Exercise description:
Gather every line in the records below that contains the word "like".
#### Listed entries
PR #5856, opened 2021-01-26
Cast group and orgs max_limit config values to ints.

tomeksabala:
Fixes # Type error while comparing integer limit with string max_limit values provided in ckan.ini config.
I've encountered an error coming from core ckan code when accessing organizations list with http://ckan:5000/organization:
```
    File "/usr/lib/ckan/venv/src/ckan/ckan/logic/action/get.py", line 567, in organization_list
    return _group_or_org_list(context, data_dict, is_org=True)
    File "/usr/lib/ckan/venv/src/ckan/ckan/logic/action/get.py", line 374, in _group_or_org_list
    if limit is None or limit > max_limit:
    TypeError: '>' not supported between instances of 'int' and 'str'
```
The relevant piece of action/get.py:374 looks like this:
```
# ckan/ckan/views/group.py
    if all_fields:
        # all_fields is really computationally expensive, so need a tight limit
        max_limit = config.get(
            'ckan.group_and_organization_list_all_fields_max', 25)
    else:
        max_limit = config.get('ckan.group_and_organization_list_max', 1000)
    if limit is None or limit > max_limit:
        limit = max_limit
```
With debugger I've double checked that max_limit is actually of type `str`.
After I've casted max values to ints organization list loads withour any errors. Everything works fine too if used with python2, bug is present only with python3.
My ckan.ini config for those variables looks like this:
```
# ckan.ini
ckan.group_and_organization_list_all_fields_max = 1000
ckan.group_and_organization_list_max = 1000
```
### Proposed fixes:
Cast `config.get` values to integers. Also I've created two tests for regression.

### Features:

- [ ] includes API changes

### DIFF
--- a/ckan/logic/action/get.py
+++ b/ckan/logic/action/get.py
@@ -350,10 +350,11 @@ def _group_or_org_list(context, data_dict, is_org=False):
 
     if all_fields:
         # all_fields is really computationally expensive, so need a tight limit
-        max_limit = config.get(
-            'ckan.group_and_organization_list_all_fields_max', 25)
+        max_limit = int(config.get(
+            'ckan.group_and_organization_list_all_fields_max', 25))
     else:
-        max_limit = config.get('ckan.group_and_organization_list_max', 1000)
+        max_limit = int(config.get(
+            'ckan.group_and_organization_list_max', 1000))
     if limit is None or limit > max_limit:
         limit = max_limit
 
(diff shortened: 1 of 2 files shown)


amercader:
I think this is a duplicate of #5830 Can you confirm it @tomeksabala ?

tomeksabala:
@amercader Yes it is, thanks for pointing it out. I have left a comment as I think it might be useful to copy over my regression tests to #5830

tomeksabala:
duplicate of #5830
########
Solution to the exercise:
The relevant piece of action/get.py:374 looks like this:
My ckan.ini config for those variables looks like this:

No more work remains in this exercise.